Work to complete:
Each line from the one that contains "e2e/framework: support on-cluster" to the last line of the records below must be restated word for word.

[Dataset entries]
================================
PR #1947, opened 2018-04-05
Avoid probe failure from auth enable

Seth-Miller:
Change the probe to check `endpoint health` instead of `get foo` so that enabling authorization does not take down the cluster.

### DIFF
--- a/pkg/util/k8sutil/pod_util.go
+++ b/pkg/util/k8sutil/pod_util.go
@@ -69,7 +69,7 @@ func containerWithRequirements(c v1.Container, r v1.ResourceRequirements) v1.Con
 }
 
 func newEtcdProbe(isSecure bool) *v1.Probe {
-	// etcd pod is alive only if a linearizable get succeeds.
+	// etcd pod is healthy only if it can participate in consensus
 	cmd := "ETCDCTL_API=3 etcdctl endpoint health"
 	if isSecure {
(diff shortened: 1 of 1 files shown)


hasbro17:
@Seth-Miller Sorry for the delay on this. Taking a look at this now. If you don't have time to follow up on this then I can take over.

hasbro17:
@etcd-bot test this please

pkg/util/k8sutil/pod_util.go
```diff
@@ -70,10 +70,10 @@ func containerWithRequirements(c v1.Container, r v1.ResourceRequirements) v1.Con
 
 func newEtcdProbe(isSecure bool) *v1.Probe {
 	// etcd pod is alive only if a linearizable get succeeds.
```
hasbro17: Update this comment as well.
```
// etcd pod is healthy only if it can participate in consensus
```

hasbro17:
I've created an issue for this to better track and discuss this.
ref: #1957

raoofm:
@hasbro17 can this be moved forward?

raoofm:
@fanminshi ping

pkg/util/k8sutil/pod_util.go
fanminshi: @Seth-Miller can you address the above comment.

fanminshi:
lgtm

Issue #1948, opened 2018-04-12
Remove the default non-root SecurityContext


hasbro17:
The default non-root SecurityContext for etcd pods was added so that the etcd pod containers would run as non-root.
https://github.com/coreos/etcd-operator/pull/1863

However hardcoding the default value for UID and FSGroup 9000 is problem because the allowed SecurityContext values for a pod depends is specific to the Admission Control Policy of a cluster.
So the etcd-operator is potentially not be able to create etcd-pods on clusters that don't allow pods with (UID,FSGroup) 9000.

To resolve this issue, the operator should resort back to not setting any SecurityContext for the etcd-pods and instead let the user specify that per EtcdCluster as part of the PodPolicy configuration.

E.g:
```YAML
apiVersion: "etcd.database.coreos.com/v1beta2"
kind: "EtcdCluster"
metadata:
  name: "example-etcd-cluster"
spec:
  size: 3
  version: "3.2.13"
  pod:
    securityContext:
      runAsNonRoot: true
      runAsUser: 1234
      fsGroup: 1234
```

PR #1949, opened 2018-04-12
*: make SecurityContext configurable via PodPolicy

hasbro17:
ref: #1948 
/cc @fanminshi


fanminshi:
lgtm after passing ci.

PR #1955, opened 2018-04-22
Add a time-out for waiting on DNS

meyskens:
Adding a timeout for waiting on the DNS entry to exists. This prevents the init container to be in an inifinite loop in case of a failure of registering the DNS on startup

We have seen this happening on GKE with preemptive nodes where the pod got created before the network was able to assign it an IP causing the init container to be stuck forever in this loop.

### DIFF
--- a/pkg/util/k8sutil/k8sutil.go
+++ b/pkg/util/k8sutil/k8sutil.go
@@ -365,11 +365,20 @@ func newEtcdPod(m *etcdutil.Member, initialCluster []string, clusterName, state,
 				Name:  "check-dns",
 				// In etcd 3.2, TLS listener will do a reverse-DNS lookup for pod IP -> hostname.
 				// If DNS entry is not warmed up, it will return empty result and peer connection will be rejected.
+				// In some cases the DNS is not created correctly so we need to time out after a given period.
 				Command: []string{"/bin/sh", "-c", fmt.Sprintf(`
+					TIMEOUT_READY=%d
 					while ( ! nslookup %s )
 					do
-						sleep 2
-					done`, m.Addr())},
+						# If TIMEOUT_READY is 0 we should never time out and exit 
+						TIMEOUT_READY=$(( TIMEOUT_READY-1 ))
+                        if [ $TIMEOUT_READY -eq 0 ];
+				        then
+				            echo "Timed out waiting for DNS entry"
+				            exit 1
+				        fi
+						sleep 1
+					done`, cs.Pod.DNSTimeoutInSecond, m.Addr())},
 			}},
 			Containers:    []v1.Container{container},
 			RestartPolicy: v1.RestartPolicyNever,
--- a/pkg/apis/etcd/v1beta2/cluster.go
+++ b/pkg/apis/etcd/v1beta2/cluster.go
@@ -152,6 +152,11 @@ type PodPolicy struct {
 	// SecurityContext specifies the security context for the entire pod
 	// More info: https://kubernetes.io/docs/tasks/configure-pod-container/security-context
 	SecurityContext *v1.PodSecurityContext `json:"securityContext,omitempty"`
+
+	// DNSTimeoutInSecond is the maximum allowed time for the init container of the etcd pod to
+	// reverse DNS lookup its IP given the hostname.
+	// The default is to wait indefinitely and has a vaule of 0.
+	DNSTimeoutInSecond int64 `json:"DNSTimeoutInSecond,omitempty"`
 }
 
 // TODO: move this to initializer


lawrencejones:
Hey @fanminshi, hope you're doing ok!

We're trying to use the etcd operator at GoCardless, but are running into problems in our lab environment. We deliberately use GCP's preemptible nodes in lab to test robustness to individual node failure. Unfortunately the etcd clusters managed by the operator survive for less than 24hrs in this environment, due to the bug we describe in this PR.

We think it's probably something to do with https://github.com/kubernetes/kubernetes/issues/44273, but timings out after 5m of failing DNS makes sense without a longterm fix to that issue being available.

Handling this edge case will help us and anyone else running on preemptible machines. If we can do anything to get this PR merged, or need to adapt it to better suit the style of the project, then please let us know.

fanminshi:
@lawrencejones @meyskens I am taking a look.

fanminshi:
I'd suggest to make the timeout configurable because we don't really know what's a good timeout for different scenarios.  

You can add a `DNSTimeoutInSecond` to the PodPolicy of the `ClusterSpec`.
Feel free to use a better name if you come up with one.

```go 
type PodPolicy struct {
...
// DNSTimeoutInSecond is the maximum allowed time for the init container of the etcd pod to
// reverse DNS lookup its IP given the hostname.
// The default is to wait indefinitely and has a vaule of 0. 
 DNSTimeoutInSecond int64 `json:"DNSTimeoutInSecond,omitempty"`
}
```
https://github.com/coreos/etcd-operator/blob/master/pkg/apis/etcd/v1beta2/cluster.go#L105

And use DNSTimeoutInSec to set the init container's `TIMEOUT_READY` period. And, Make sure that the default value is 0 and it means to wait forever.

meyskens:
@fanminshi I have added the `DNSTimeoutInSecond` option 😄Thanks for that! Sure let me know if you have any other feedback!

pkg/util/k8sutil/k8sutil.go
```diff
@@ -365,11 +365,19 @@ func newEtcdPod(m *etcdutil.Member, initialCluster []string, clusterName, state,
...
-						sleep 2
-					done`, m.Addr())},
+						# If TIMEOUT_READY is 0 we should never time out and exit 
+						if [ $(( TIMEOUT_READY-- )) -eq 0 ];
+				            then
+				                echo "Timed out waiting for DNS entry"
+				                exit 1
+				            fi
+						sleep 1
+					done`, m.Addr(), cs.Pod.DNSTimeoutInSecond)},
```
fanminshi: the ordering of the args`fmt.Sprintf("%d %s", m.Addr(),cs.Pod.DNSTimeoutInSecond)` doesn't seem right. Should it be `fmt.Sprintf("%d %s", cs.Pod.DNSTimeoutInSecond, m.Addr())`?

fanminshi:
@meyskens were you able to test this pr out to ensure that ti works as intended?

pkg/util/k8sutil/k8sutil.go
meyskens: You're right! Let me fix this

meyskens:
@fanminshi I am now preparing a test build of it to test out in our lab cluster

fanminshi:
@meyskens sounds good. Let me know how the test goes. Once this PR passes your test, then we can merge this PR.

meyskens:
The test proved that my shell scripting skills are not the best 😉 
I have patched the loop and it works!

pkg/util/k8sutil/k8sutil.go
```diff
@@ -365,11 +365,20 @@ func newEtcdPod(m *etcdutil.Member, initialCluster []string, clusterName, state,
...
+				// In some cases the DNS is not created correctly so we time out after 10 minutes in this case.
 				Command: []string{"/bin/sh", "-c", fmt.Sprintf(`
+					TIMEOUT_READY=%d
 					while ( ! nslookup %s )
 					do
-						sleep 2
-					done`, m.Addr())},
+						# If TIMEOUT_READY is 0 we should never time out and exit 
+						TIMEOUT_READY=$(( TIMEOUT_READY-1 ))
+                        if [ $TIMEOUT_READY -eq 0 ];
```
fanminshi: Tap here? make the spacing of `if` align with the `then`.

fanminshi:
@etcd-bot ok to test

pkg/util/k8sutil/k8sutil.go
meyskens: 👍

pkg/util/k8sutil/k8sutil.go
```diff
@@ -365,11 +365,20 @@ func newEtcdPod(m *etcdutil.Member, initialCluster []string, clusterName, state,
 				Name:  "check-dns",
 				// In etcd 3.2, TLS listener will do a reverse-DNS lookup for pod IP -> hostname.
 				// If DNS entry is not warmed up, it will return empty result and peer connection will be rejected.
+				// In some cases the DNS is not created correctly so we time out after 10 minutes in this case.
```
fanminshi: one last nit.
`In some cases the DNS is not created correctly so we time out after 10 minutes in this case.` ->
`In some cases the DNS is not created correctly so we need to time out after a given period`

fanminshi:
lgtm after nits

pkg/util/k8sutil/k8sutil.go
meyskens: 👍

fanminshi:
@meyskens Thanks for all the hardwork. The code looks great. Currently, some of our CI is down. Let me fix that first and then re-run it against PR. Afterward, I'll merge the PR.

fanminshi:
@etcd-bot ok to test

hasbro17:
@etcd-bot retest this please

fanminshi:
I will fix the CI failure in a subsequent PR.

PR #1961, opened 2018-05-15
e2e/framework: support on-cluster as well as kubeconfig

colhom:
If kubeconfig is not provided to e2e framwork binary, assume that the framework is running on-cluster

\cc @hasbro17


hasbro17:
@colhom As we discussed offline the current framework already falls back on the in-cluster config if no kubeconfig is provided.
https://github.com/coreos/etcd-operator/blob/master/test/e2e/framework/framework.go#L64:27
https://github.com/kubernetes/client-go/blob/b379a2676756c2a4ecf7923ac191008bf9843a9e/tools/clientcmd/client_config.go#L528-L531

I think we can close this unless anything else is needed.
================================
Response for this exercise:
e2e/framework: support on-cluster as well as kubeconfig

colhom:
If kubeconfig is not provided to e2e framwork binary, assume that the framework is running on-cluster

\cc @hasbro17


hasbro17:
@colhom As we discussed offline the current framework already falls back on the in-cluster config if no kubeconfig is provided.
https://github.com/coreos/etcd-operator/blob/master/test/e2e/framework/framework.go#L64:27
https://github.com/kubernetes/client-go/blob/b379a2676756c2a4ecf7923ac191008bf9843a9e/tools/clientcmd/client_config.go#L528-L531

I think we can close this unless anything else is needed.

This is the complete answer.